Whenever a line of the data below holds the string "genuine", copy that line.

Segment Start: Data section

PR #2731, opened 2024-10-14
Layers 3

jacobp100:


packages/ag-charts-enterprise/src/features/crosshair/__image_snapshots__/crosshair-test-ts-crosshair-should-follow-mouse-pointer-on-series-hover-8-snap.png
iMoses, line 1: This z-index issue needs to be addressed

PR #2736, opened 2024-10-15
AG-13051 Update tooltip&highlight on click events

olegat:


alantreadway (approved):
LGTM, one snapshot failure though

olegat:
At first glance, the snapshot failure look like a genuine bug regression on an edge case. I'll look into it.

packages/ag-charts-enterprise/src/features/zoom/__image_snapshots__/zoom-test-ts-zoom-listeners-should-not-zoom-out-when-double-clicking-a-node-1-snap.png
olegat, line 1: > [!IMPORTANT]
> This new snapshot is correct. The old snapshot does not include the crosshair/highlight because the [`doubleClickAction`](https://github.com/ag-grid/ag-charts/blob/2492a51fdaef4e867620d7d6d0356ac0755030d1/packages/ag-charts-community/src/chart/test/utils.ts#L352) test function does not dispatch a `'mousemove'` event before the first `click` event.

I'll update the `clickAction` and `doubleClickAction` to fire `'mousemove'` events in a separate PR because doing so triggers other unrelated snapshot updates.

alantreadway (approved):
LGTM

Segment End: Data section
Segment Start: Data section

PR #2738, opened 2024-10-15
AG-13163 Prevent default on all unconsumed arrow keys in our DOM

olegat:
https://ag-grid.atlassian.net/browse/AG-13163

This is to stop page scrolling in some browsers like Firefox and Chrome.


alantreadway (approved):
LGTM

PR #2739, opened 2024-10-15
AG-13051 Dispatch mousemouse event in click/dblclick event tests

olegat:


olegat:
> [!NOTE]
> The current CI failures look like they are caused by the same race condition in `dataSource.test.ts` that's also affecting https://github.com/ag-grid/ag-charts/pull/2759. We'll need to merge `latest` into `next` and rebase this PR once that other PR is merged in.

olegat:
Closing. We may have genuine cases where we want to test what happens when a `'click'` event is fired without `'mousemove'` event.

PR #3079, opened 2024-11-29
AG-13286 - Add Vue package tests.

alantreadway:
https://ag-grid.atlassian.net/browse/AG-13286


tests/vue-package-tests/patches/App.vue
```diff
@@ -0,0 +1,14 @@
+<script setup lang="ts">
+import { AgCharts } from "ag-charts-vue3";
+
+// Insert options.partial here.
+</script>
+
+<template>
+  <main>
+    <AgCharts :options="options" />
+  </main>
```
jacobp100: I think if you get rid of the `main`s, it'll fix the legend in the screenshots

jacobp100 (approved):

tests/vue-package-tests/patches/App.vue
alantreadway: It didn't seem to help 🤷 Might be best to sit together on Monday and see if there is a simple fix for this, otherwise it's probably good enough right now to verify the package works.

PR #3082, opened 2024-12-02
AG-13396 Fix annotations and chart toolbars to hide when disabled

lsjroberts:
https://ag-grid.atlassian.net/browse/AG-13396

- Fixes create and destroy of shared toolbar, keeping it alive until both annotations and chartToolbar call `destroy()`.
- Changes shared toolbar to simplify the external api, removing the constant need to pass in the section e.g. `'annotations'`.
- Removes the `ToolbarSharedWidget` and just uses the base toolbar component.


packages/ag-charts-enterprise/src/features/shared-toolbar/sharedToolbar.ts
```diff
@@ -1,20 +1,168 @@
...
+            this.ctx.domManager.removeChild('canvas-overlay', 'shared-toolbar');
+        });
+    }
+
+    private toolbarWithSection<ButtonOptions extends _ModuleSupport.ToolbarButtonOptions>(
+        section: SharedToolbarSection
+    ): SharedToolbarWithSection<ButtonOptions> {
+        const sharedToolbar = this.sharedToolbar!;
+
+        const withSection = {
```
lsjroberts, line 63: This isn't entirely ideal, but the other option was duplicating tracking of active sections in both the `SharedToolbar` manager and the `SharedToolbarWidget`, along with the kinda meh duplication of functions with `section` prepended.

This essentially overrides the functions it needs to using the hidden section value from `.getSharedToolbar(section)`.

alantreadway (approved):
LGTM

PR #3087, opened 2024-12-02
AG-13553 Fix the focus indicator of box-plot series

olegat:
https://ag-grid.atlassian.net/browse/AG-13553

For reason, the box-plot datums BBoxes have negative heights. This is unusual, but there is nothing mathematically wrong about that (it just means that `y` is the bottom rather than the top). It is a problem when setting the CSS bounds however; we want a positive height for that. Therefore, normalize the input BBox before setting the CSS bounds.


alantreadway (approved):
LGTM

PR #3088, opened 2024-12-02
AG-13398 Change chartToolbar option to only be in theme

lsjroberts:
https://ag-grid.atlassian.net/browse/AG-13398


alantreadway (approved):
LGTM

Segment End: Data section
Segment Start: Data section

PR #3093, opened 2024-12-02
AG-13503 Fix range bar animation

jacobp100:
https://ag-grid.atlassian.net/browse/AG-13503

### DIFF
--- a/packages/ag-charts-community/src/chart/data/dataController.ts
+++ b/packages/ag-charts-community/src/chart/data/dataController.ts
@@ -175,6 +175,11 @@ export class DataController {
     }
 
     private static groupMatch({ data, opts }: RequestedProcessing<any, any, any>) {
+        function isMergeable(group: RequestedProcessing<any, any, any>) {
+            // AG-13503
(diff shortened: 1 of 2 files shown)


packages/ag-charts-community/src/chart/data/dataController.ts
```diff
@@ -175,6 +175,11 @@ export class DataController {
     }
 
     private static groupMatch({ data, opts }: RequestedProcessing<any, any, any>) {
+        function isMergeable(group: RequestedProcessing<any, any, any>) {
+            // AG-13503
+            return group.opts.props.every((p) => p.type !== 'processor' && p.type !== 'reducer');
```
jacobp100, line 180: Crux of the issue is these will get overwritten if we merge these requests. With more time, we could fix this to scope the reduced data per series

Segment End: Data section

[Exercise answer]
At first glance, the snapshot failure look like a genuine bug regression on an edge case. I'll look into it.
Closing. We may have genuine cases where we want to test what happens when a `'click'` event is fired without `'mousemove'` event.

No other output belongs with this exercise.